Italian ice hockey player

Thomas Tragust is a goaltender for Italy at the 2006 Men's World Ice Hockey Championships and the Texas Tornado of the NAHL. He participated at three IIHF World Championships as a member of the Italian National men's ice hockey team.

==Career==
===Before North America===
Tragust began to play ice hockey in Latsch, Italy, until he was eleven years old. Afterwards, he played for Meran. In 2003, he debuted in the A1 series, the premier ice hockey league in Italy, where in his first game he recorded a 6-0 shutout.

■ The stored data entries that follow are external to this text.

PR #593, opened 2026-04-20
Fix stale entity writes when accepting create reviews

jfkonecn:
closes https://github.com/oncokb/oncokb-pipeline/issues/1116

AI Summary:

The core production fix is in src/main/webapp/app/service/firebase/firebase-gene-review-service.ts:246. Before, accepting a create review wrote reviewLevel.historyData.newState back to Firebase. The unstaged change now:

- derives createdEntityPath
- fetches the current entity from Firebase with firebaseRepository.get(...)
- throws if that entity is missing
- uses the fresh entity for both history (historyReviewLevel.historyData.newState = currentCreatedEntity) and the final write
- clears nested review flags on a clone of that fresh entity before saving

That is exactly the behavior described in review-create-accept-stale-data-fix.md.

The regression test in src/main/webapp/app/service/firebase/firebase-gene-review-service.spec.ts:356 is also directly tied to the doc. It creates the stale-vs-latest scenario the note describes:

- review tree contains "Stale summary"
- mocked Firebase returns "Latest summary"
- assertion verifies the update writes the latest Firebase entity and does not write the stale summary

There is also a small test adjustment just above it in the existing accept-create test at src/main/webapp/app/service/firebase/firebase-gene-review-service.spec.ts:332, where mockFirebaseRepository.get is now set up because the production code now reads from Firebase during accept.

Related nearby UI/tree changes, but not required for the fix

These match the note’s “separate” UI/display changes.

In src/main/webapp/app/shared/util/firebase/firebase-review-utils.tsx:289, a new compactReviewTree(...) helper recursively compacts the whole review tree instead of only compacting one level at a time. Its test was added in src/main/webapp/app/shared/util/firebase/firebase-review-utils.spec.ts:667.

In src/main/webapp/app/pages/curation/review/ReviewPage.tsx:92, the page now calls compactReviewTree(reviews) once when building the tree, instead of compacting only the top-level children. It also removes a setRootReview(_.cloneDeep(rootReview)) refresh in rootDelete at src/main/webapp/app/pages/curation/review/ReviewPage.tsx:273, so the page no longer forces a full root rerender while actions are pending.

In src/main/webapp/app/pages/curation/collapsible/ReviewCollapsible.tsx:106, the component stops re-compacting children locally on mount, keeps a separate reviewChildren state, and renders from that state at src/main/webapp/app/pages/curation/collapsible/ReviewCollapsible.tsx:393. That makes the optimistic hide/delete behavior local to the collapsible instead of depending on a root-level clone refresh.

So, if you want the shortest answer: the stale-data bug fix is the service change plus its tests; the util/page/collapsible diffs are adjacent refactors for review-tree compaction and UI state handling, not the minimal fix itself.


src/test/javascript/spec/screenshot.ts
jfkonecn, line 1: For some reason the screenshot tests stopped working so codex added a bunch of waits to fix it.

calvinlu3 (approved):
Thanks!

PR #601, opened 2026-06-01
Investigate/create existing gene

calvinlu3:
fixes https://github.com/oncokb/oncokb-pipeline/issues/1216

The reason for this issue was that when user was on
1. Germline toggle on gene list page
2. Try to add a gene that is in Somatic genes collection, but not in Germline_Genes collection
3. Allows you to overwrite the somatic gene

## Fix
- Guard against overwriting when creating (introduced createIfAbsent)
- Do not allow creating new gene if it exists in somatic.


jfkonecn (approved):

calvinlu3:
One of the webdriver test passed, so it looks like the failing one ran into a timing issue with webdriver.

PR #603, opened 2026-06-04
Fix placement of ref in editor

calvinlu3:
fixes https://github.com/oncokb/oncokb-pipeline/issues/1050

Issue was that when a user places their cursor in the middle of the text and goes to add a reference, the reference ends up getting added to the end of the text
Reason was that the editor's cursor pos was not stored and clicking on the ref button in the toolbar unfocuses the editor and the pos is lost.

### DIFF
--- a/src/main/webapp/app/shared/rich-text-editor/addons/ReferenceToolbarAddon.tsx
+++ b/src/main/webapp/app/shared/rich-text-editor/addons/ReferenceToolbarAddon.tsx
@@ -1,7 +1,9 @@
 import classNames from 'classnames';
+import { Editor } from '@tiptap/core';
 import React, { useState } from 'react';
 import * as styles from '../RichTextEditor.module.scss';
-import { useRichTextEditorContext } from '../RichTextEditor';
+import { RichTextSelectionRange, useRichTextEditorContext } from '../RichTextEditor';
+import { RichTextInlineNode } from '../richTextSchema';
 import { isSafeHttpUrl, normalizeHttpUrl } from '../utils';
 import { buildAbstractReferenceNode, buildNctReferenceNode } from './ReferenceNodeExtensions';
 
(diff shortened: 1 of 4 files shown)


src/main/webapp/app/shared/rich-text-editor/addons/ReferenceToolbarAddon.tsx
```diff
@@ -122,7 +129,12 @@ export const AbstractToolbarAddon: React.FC = () => {
     const title = abstractTitle.trim();
     const href = normalizeHttpUrl(abstractLink);
     if (!title || !href || !editor || !isSafeHttpUrl(href)) return;
-    editor.chain().focus().insertContent(buildAbstractReferenceNode(title, href)).run();
+    const selection = getSavedEditorSelection();
```
bprize15: Nit: maybe we could use a helper method and pass a callback to `insertContent`

src/main/webapp/app/shared/rich-text-editor/addons/ReferenceToolbarAddon.tsx
```diff
@@ -75,14 +77,19 @@ export const PmidToolbarAddon: React.FC = () => {
...
   const isOpen = activeToolbarPopover === NCT_POPOVER_ID;
 
   const insertNct = () => {
     const nctId = nctInput.trim();
     if (!nctId || !editor) return;
-    editor.chain().focus().insertContent(buildNctReferenceNode(nctId)).run();
+    const selection = getSavedEditorSelection();
+    const chain = editor.chain().focus();
+    if (selection) {
+      chain.setTextSelection(selection.from);
```
bprize15: I think I would expect that if `from != to` we would want to overwrite the highlighted text rather than insert at the start. But if you disagree, feel free to leave as is.

bprize15 (approved):
LGTM with minor comments

PR #604, opened 2026-06-24
Added new transcript endpoint for data-release

jfkonecn:


src/main/java/org/mskcc/oncokb/transcript/service/GeneService.java
```diff
@@ -146,6 +152,62 @@ public Optional<Gene> findGeneByAlias(String alias) {
...
+                    item.setEntrezGeneId(row.getEntrezGeneId());
+                    item.setHugoSymbol(row.getHugoSymbol());
+                    return item;
+                }
+            );
+
+            if ("GRCh37".equalsIgnoreCase(row.getReferenceGenome())) {
+                setIsoformWithWarning(vm, row.getEnsemblTranscriptId(), true);
+            } else if ("GRCh38".equalsIgnoreCase(row.getReferenceGenome())) {
+                setIsoformWithWarning(vm, row.getEnsemblTranscriptId(), false);
```
calvinlu3, line 175: Can use ReferenceGenome enum

calvinlu3 (approved):

jfkonecn:
I'm going to use the database directly so we can avoid changing the version on the transcript service

Issue #5327, opened 2019-09-05
Reflow isn´t woring at kindle ppw2


Eduardomb22:
* KOReader version: v2019.08-94-gcb2a3d9_2019-09-04
* Device: ppw2

Reflow isn´t working with any pdf. When I use reflow, koreader crashs and goes to the kindle SO.

                launching...

 It's a scroll... It's a codex... It's KOReader!

 [*] Current time: 09/05/19-13:49:35
 [*] Version: v2019.08-94-gcb2a3d9_2019-09-04

ffi.load: SDL2
ffi.load (warning): libSDL2.so: cannot open shared object file: No such file or directory
ffi.load: libSDL2-2.0.so
ffi.load (warning): libSDL2-2.0.so: cannot open shared object file: No such file or directory
ffi.load: libSDL2-2.0.so.0
ffi.load (warning): libSDL2-2.0.so.0: cannot open shared object file: No such file or directory
SDL2 not loaded:	./setupkoenv.lua:27: Not able to load dynamic library: libSDL2-2.0.so.0
ffi.load: SDL
ffi.load (warning): libSDL.so: cannot open shared object file: No such file or directory
SDL not loaded:	./setupkoenv.lua:27: Not able to load dynamic library: SDL
ffi.load: blitbuffer
FB: computed size: 6684672
FB: id           : mxc_epdc_fb
FB: smem_len     : 6782976
FB: line_length  : 1088
FB: xres         : 1072
FB: xres_virtual : 1088
FB: yres         : 1448
FB: yres_virtual : 6144
FB: bpp          : 8
09/05/19-13:49:35 INFO  initializing for device KindlePaperWhite3
09/05/19-13:49:35 INFO  framebuffer resolution: {
    ["h"] = 1448,
    ["w"] = 1072
}
[ko-input] Forked off fake event generator(pid:21542).
ffi.load: libs/libmupdf.so
ffi.load: libs/libwrap-mupdf.so
ffi.load: libs/libfreetype.so.6
09/05/19-13:49:36 INFO  opening file /mnt/us/documents/Direito TributÃ¡rio - Ricardo Alexandre - 2018.pdf
ffi.load: libs/liblept.so.5
ffi.load: libs/libk2pdfopt.so.2
09/05/19-13:49:37 INFO  Loading plugins from directory: plugins
09/05/19-13:49:37 INFO  Plugin  plugins/autofrontlight.koplugin/main.lua  has been disabled.
[...]

PR #5282, opened 2019-08-29
[feat] Add MuPDF EPUB/FB2 dynamic font size

Frenzie:
Closes #4368.

<del>I might leave it like this for now (after some minor cleanup), meaning the full document will have to be reloaded, because `layoutDocument()` has to be called again. Ideally I'd give it that bit of polish too.</del> <ins>Rerendered on the fly.</ins>

PR #5337, opened 2019-09-07
[fix] PdfDocument: Hash collision

Frenzie:
A typo introduced in <https://github.com/koreader/koreader/pull/5282>.

This might resolve <https://github.com/koreader/koreader/issues/5323>, fixes <https://github.com/koreader/koreader/issues/5327>.


Eduardomb22:
Thanks for the fix.

PR #5344, opened 2019-09-08
[plugin/statistics] Synchronize Current book with footer

robert00s:
Better synchronize statistics `Current Book` with footer.
Also show `Current page/Total pages` instead of `Read pages/Total pages`.
Add `Read pages` row.

Before:

After:


plugins/statistics.koplugin/main.lua
```diff
@@ -1016,11 +1016,11 @@ function ReaderStatistics:getCurrentStat(id_book)
         { _("Total time"), util.secondsToClock(total_time_book, false) },
         { _("Total highlights"), tonumber(highlights) },
         { _("Total notes"), tonumber(notes) },
+        { _("Total read pages"), tonumber(total_read_pages) },
```
Frenzie: Total pages read ought to sound better.
```suggestion
        { _("Total pages read"), tonumber(total_read_pages) },
```

NiLuJe: Which made me realize that `Current pages` sounds iffy, too. `Current pages read`?

NiLuJe: I'd also possibly swap "period" for "session", and repeat it where appropriate (i.e., "Pages read this session", "Current session duration", ...).

NiLuJe: "Time spent reading today", "Pages read today"

robert00s:
Thanks. Done :)

Frenzie:
(Merging because I need to test if the OTA file is generated correctly and this is a small one.)

PR #5345, opened 2019-09-08
Disable show chapter markers when progress bar is hidden in footer

robert00s:


Biep:
The progress bar no longer has the option to shrink to the available space.  On my Kobo Aura One, in portrait mode, when showing everything (in default order), memory usage drops off the bar at the far end.  If the bar would shrink ever so little, it would all fit, as it used to.

NiLuJe:
@Biep: Could you open a new, dedicated issue for thazt?

(With a xref top here, if that's indeed where the regression came from).

poire-z:
Possibly #5757 enforcing a 20% min width.

Biep:
@NiLuJe: done (#5778).

Issue #5342, opened 2019-09-08
[UX] NumberPicker value loss


Frenzie:
* KOReader version: v2019.09.1 (but likely since introduction)

#### Issue
When you tap on the number it's not prefilled with the value, making it needlessly hard to amend (e.g., add `.5` to the value).

Similarly, if you enter an out of bounds value it's just discarded completely instead of showing a warning and adjusting it up/down.

#### Steps to reproduce
Tap on the number to bring up an input dialog.

PR #5353, opened 2019-09-09
Messages in numberpicker widget

robert00s:
See: #5342 

Close: #5342

### DIFF
--- a/frontend/ui/widget/numberpickerwidget.lua
+++ b/frontend/ui/widget/numberpickerwidget.lua
@@ -163,7 +163,7 @@ function NumberPickerWidget:paintWidget()
                                     })
                                 elseif input_value and input_value > self.value_max then
                                     UIManager:show(InfoMessage:new{
-                                        text = T(_("This value should be %1 or less"), self.value_max),
+                                        text = T(_("This value should be %1 or less."), self.value_max),
                                         timeout = 2,
                                     })
                                 else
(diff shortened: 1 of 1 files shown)


frontend/ui/widget/numberpickerwidget.lua
```diff
@@ -128,39 +129,61 @@ function NumberPickerWidget:paintWidget()
...
+                                local input_value = tonumber(input_dialog:getInputText())
                                 if input_value and input_value >= self.value_min and input_value <= self.value_max then
                                     self.value = input_value
                                     self:update()
+                                    UIManager:close(input_dialog)
+                                elseif input_value and input_value < self.value_min then
+                                    self.value = self.value_min
+                                    self:update()
+                                    UIManager:show(InfoMessage:new{
+                                        text = _("Invalid value. The minimum value has been set."),
```
Frenzie: Or maybe something like "This value should be self.value_min or less"?

frontend/ui/widget/numberpickerwidget.lua
```diff
@@ -128,39 +130,55 @@ function NumberPickerWidget:paintWidget()
...
                                     self:update()
+                                    UIManager:close(input_dialog)
+                                elseif input_value and input_value < self.value_min then
+                                    UIManager:show(InfoMessage:new{
+                                        text = T(_("This value should be %1 or more"), self.value_min),
+                                        timeout = 2,
+                                    })
+                                elseif input_value and input_value > self.value_max then
+                                    UIManager:show(InfoMessage:new{
+                                        text = T(_("This value should be %1 or less"), self.value_max),
```
Frenzie:
```suggestion
                                        text = T(_("This value should be %1 or less."), self.value_max),
```

Issue #5356, opened 2019-09-10
Unable to exit KOReader onKobo Glo


calverb:
* KOReader version:
2019.09.02
* Device:
Kobo Glo
#### Issue
I have two Kobo Glos one with 2019.09 and one with 2019.09.02.   Both have the same problem. These were updated using OTA from the earlier 2019.08.

When I try to exit KOReader, I get a "Bomb" Screen and KoReader restarts.   This even happens if I try to exit using the Power Off option.   The only way I can shut down KOReader is by using a Hard reset (paperclip reset) on the device,  The Power Slider on the Glo takes me to the power off screen and then restarts KOReader

##### `crash.log` (if applicable)

[crash.log](https://github.com/koreader/koreader/files/3594662/crash.log)

Frenzie:
```
./luajit: frontend/device/kobo/nickel_conf.lua:162: Wrong front light state value type (expect boolean)!
stack traceback:
	[C]: in function 'assert'
	frontend/device/kobo/nickel_conf.lua:162: in function 'set'
	frontend/device/kobo/powerd.lua:187: in function 'saveSettings'
	frontend/device/kobo/device.lua:725: in function 'saveSettings'
	frontend/ui/uimanager.lua:63: in function 'action'
	frontend/ui/uimanager.lua:746: in function '_checkTasks'
	frontend/ui/uimanager.lua:1029: in function 'handleInput'
	frontend/ui/uimanager.lua:1115: in function 'run'
	./reader.lua:260: in main chunk
	[C]: at 0x000140c1
```

Some functions in that file seem to be using a plain assert instead of a dbg:guard. Perhaps those parts predate dbg:guard.

https://github.com/koreader/koreader/blob/6af1bc46b1e43fff06c61015ba46443a643e959d/frontend/device/kobo/nickel_conf.lua#L161-L169

https://github.com/koreader/koreader/blob/6af1bc46b1e43fff06c61015ba46443a643e959d/frontend/device/kobo/nickel_conf.lua#L183-L187

However, it doesn't seem like this would be related to 2019.09.

What's your Kobo firmware version?

calverb:
I thought I had replied using Email; but perhaps not

Kobo is running 4.15.12920 (27/5/2019).
No problem before I updated to KoReader 2019..09

Apologies for any duplication
---------------

NiLuJe:
How are you launching KOReader, and if you use KSM, how did you install the FW update?

What are your frontlight settings in Nickel?

[...]

PR #5361, opened 2019-09-11
[fix, Kobo] Don't crash trying to sync frontlight with Nickel.

Frenzie:
When reasonably possible, the program should only crash in debug mode.

Adds a couple of extra unit tests to prevent regressions and adds docs.

Fixes <https://github.com/koreader/koreader/issues/5356>.

### DIFF
--- a/frontend/device/kobo/nickel_conf.lua
+++ b/frontend/device/kobo/nickel_conf.lua
@@ -1,6 +1,6 @@
---[[
-    Access and modify values in 'Kobo eReader.conf' used by Nickel.
-    Only PowerOptions:FrontLightLevel is currently supported .
+--[[--
+Access and modify values in `Kobo eReader.conf` used by Nickel.
+Only PowerOptions:FrontLightLevel is currently supported.
 ]]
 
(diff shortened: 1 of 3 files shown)


frontend/device/kobo/nickel_conf.lua
```diff
@@ -150,46 +181,76 @@ function NickelConf._write_kobo_conf(re_Match, key, value, dont_create)
...
 
+--[[--
+Set frontlight level.
+
+@int new_intensity
+--]]
 function NickelConf.frontLightLevel.set(new_intensity)
-    assert(new_intensity >= 0 and new_intensity <= 100,
-           "Wrong brightness value given!")
+    if type(new_intensity) ~= "number" or (not (new_intensity >= 0) and (not new_intensity <= 100)) then return end
```
Frenzie: I should've probably split this up into two or three commits. :man_facepalming: Anyway, this line here and the matching line below + moving the assert to dbg:guard are the meat of this thing, plus that one line in powerd. The docs make the diff look a lot more imposing than it is.

PR #5362, opened 2019-09-11
Support the Kobo Libra

NiLuJe:
Basically assume it's a tinier Forma. Hopefully that'll hold up ;).

Depends on https://github.com/koreader/koreader-base/pull/974


reader.lua
```diff
@@ -108,6 +108,7 @@ while argidx <= #ARGV do
     if arg == "-h" then
         return showusage()
     elseif arg == "-d" then
+        -- @note: this is too late for the framebuffer module, since it's initialized via device, which was required above us.
```
Frenzie: Pssht the special LDoc tag is signaled by `---` (or more). ;-)

reader.lua
```diff
@@ -52,6 +52,12 @@ else
     end
 end
 
+-- should check DEBUG option in arg and turn on DEBUG before loading other
+-- modules, otherwise DEBUG in some modules may not be printed.
+local dbg = require("dbg")
```
Frenzie: Can't this entire (new) block just move below argument checking?

reader.lua
```diff
@@ -52,6 +52,12 @@ else
...
+if G_reader_settings:isTrue("debug") then dbg:turnOn() end
+if G_reader_settings:isTrue("debug") and G_reader_settings:isTrue("debug_verbose") then dbg:setVerbose(true) end
+
 local Device = require("device")
```
Frenzie: Or more to the point this part.

Frenzie: Like so:
```diff
diff --git a/reader.lua b/reader.lua
index 86dca3ab..1cae83a3 100755
--- a/reader.lua
+++ b/reader.lua
@@ -52,15 +52,6 @@ else
     end
 end
 
-local Device = require("device")
-local dpi_override = G_reader_settings:readSetting("screen_dpi")
-if dpi_override ~= nil then
-    Device:setScreenDPI(dpi_override)
-end
-
-local CanvasContext = require("document/canvascontext")
-CanvasContext:init(Device)
-
 -- option parsing:
 local longopts = {
     debug = "d",
@@ -121,6 +112,15 @@ while argidx <= #ARGV do
     end
 end
 
+local Device = require("device")
+local dpi_override = G_reader_settings:readSetting("screen_dpi")
+if dpi_override ~= nil then
+    Device:setScreenDPI(dpi_override)
+end
+
+local CanvasContext = require("document/canvascontext")
+CanvasContext:init(Device)
+
 local ConfirmBox = require("ui/widget/confirmbox")
 local QuickStart = require("ui/quickstart")
 local UIManager = require("ui/uimanager")
```

NiLuJe: Nothing blew up ;).

reader.lua
```diff
@@ -52,14 +52,11 @@ else
...
-local dpi_override = G_reader_settings:readSetting("screen_dpi")
-if dpi_override ~= nil then
-    Device:setScreenDPI(dpi_override)
-end
-
-local CanvasContext = require("document/canvascontext")
-CanvasContext:init(Device)
+-- should check DEBUG option in arg and turn on DEBUG before loading other
+-- modules, otherwise DEBUG in some modules may not be printed.
+local dbg = require("dbg")
```
Frenzie: Unless you think it's clearer this way (I don't really think it matters) I'd probably move this part back to where it was to minimize the diff. But whichever way you prefer.

NiLuJe: I do kinda like it there, that leaves the whole "argument parsing" stuff in a single block without that in between ;).

Frenzie: In a way it's part of the argument parsing but I see what you're saying. So yeah, cool. ^_^

Issue #3033, opened 2017-07-27
Poweroff script addition


embryo10:
* KOReader version: 2015.11-1054
* Device: Kobo Glo

Last year I made an [addition to the KSM7 poweroff.sh](https://www.mobileread.com/forums/showthread.php?t=274069) to log the uptime of the reader. 
Since Koreader doesn't use this powerof.sh, is there a way to add that modification to its shutdown script?
The extra commands are:
```bash
uptimelog="/adds/kbmenu/log/uptime.txt"
last=$(awk 'END {print $4}' $uptimelog)
bat="$(cat /sys/devices/platform/pmic_battery.1/power_supply/mc13892_bat/capacity)"
echo "$(date +%Y:%m:%d_%H:%M), $(awk -v last="$last" -v bat="$bat" '{printf("%d:%02d:%02d:%02d total: %d bat: %d",($1/60/60/24),($1/60/60%24),($1/60%60),($1%60),($1+last),(bat))}' /proc/uptime)" >> $uptimelog
```
An alternative would be to somehow use the KSM script from inside Koreader for shutdown.
Is that possible?

Frenzie:
Sure, send a PR? :-)

On Jul 27, 2017 21:08, "embryo10" <notifications@github.com> wrote:


   - KOReader version: 2015.11-1054
   - Device: Kobo Glo

Last year I made an addition to the KSM7 poweroff.sh
<https://www.mobileread.com/forums/showthread.php?t=274069> to log the
uptime of the reader.
Since Koreader doesn't use this powerof.sh, is there a way to add that
modification to its shutdown script?
The extra commands are:

uptimelog="/adds/kbmenu/log/uptime.txt"
last=$(awk 'END {print $4}' $uptimelog)
bat="$(cat /sys/devices/platform/pmic_battery.1/power_supply/mc13892_bat/capacity)"echo
"$(date +%Y:%m:%d_%H:%M), $(awk -v last="$last" -v bat="$bat"
'{printf("%d:%02d:%02d:%02d total: %d bat:
%d",($1/60/60/24),($1/60/60%24),($1/60%60),($1%60),($1+last),(bat))}'
/proc/uptime)" >> $uptimelog

An alternative would be to somehow use the KSM script from inside Koreader
for shutdown.
Is that possible?

—
You are receiving this because you are subscribed to this thread.
Reply to this email directly, view it on GitHub
<https://github.com/koreader/koreader/issues/3033>, or mute the thread

[...]

PR #5369, opened 2019-09-12
[feat] Allow setting any document cover as screensaver

Frenzie:
Cf. suggestion by @KenMaltby in <https://github.com/koreader/koreader/issues/3033#issuecomment-526657352>.


Frenzie:
I'll merge this now to collect some feedback.

PR #5371, opened 2019-09-13
[UX] Frontlight widget slider

Frenzie:
This responds to pan events.


Frenzie:
This works okay, but I wrote a different concept that I like better.

Issue #5312, opened 2019-09-04
Fine tune and set default in UI for everything


pblasi:
Hi,
We can fine tune T/B margins and font size in UI, but we can't fine tune L/R margins, Line Spacing, Contrast... Please add fine tuning to them (pop-up numerical keyboard to set desired value would be an option).  Then, having option to set this fine tuned value as default would be quite necessary (not only for the squared presets...)
Thanks!

Frenzie:
People are working on it:
https://github.com/koreader/koreader/pull/5303 https://github.com/koreader/koreader/pull/5306

NiLuJe:
Random UX thoughts for interested parties:

Add a vertical ellipsis button on the right of said widgets, which pops a SpinWidget up when tapped, and sets a FineTuneDefault on hold.
Possibly tweak the SpinWidget itself if it doesn't support popping up the keyboard (and make it honor safe clamping values).

Otherwise, the ButtonProgress fine tuning support may not work as-is for everything (the +/- value is fixed, which was fine for the margins, but may not be for stuff with a wider window of value (contrast/line spacing).

pblasi:
To make it more simple, join features and avoid adding more visual stuff, my thought would be: Single tap on widget name, (since long tap is for info) to pop a window containing:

He led the team to two national championships. In 2005, he played for Italy at the IIHF World U-20 Hockey Championship in Division I. He missed out on selection for the 2006 Winter Olympics held in Turin, but in the 2006 IIHF World Championship, Tragust was on the roster and got his break in the final game, when they were risking demotion to Group B. Italy was down 3-0 to Slovenia when head coach Mickey Goulet pulled veteran Jason Muzzatti in favour of Tragust, who ended up helping the Italians to tie the game. After Tragust left Meran, the team dropped to the second division.

===North America and return to Italy===
He was the starting goalie for the Texas Tornado. Having attended development camp with the Buffalo Sabres, he is seeking to further his professional career, possibly playing in the NHL. He returned to his native land to play for HC Fassa. He also played for Italy at the 2008 and 2012 World Championships (four matches at each tournament, all defeats), and was on the roster for the 2010 edition but did not make an appearance (other than in 2007, when he was not selected, Italy did not qualify for the elite level world finals in the odd-numbered years of that period, nor for the 2010 Winter Olympics).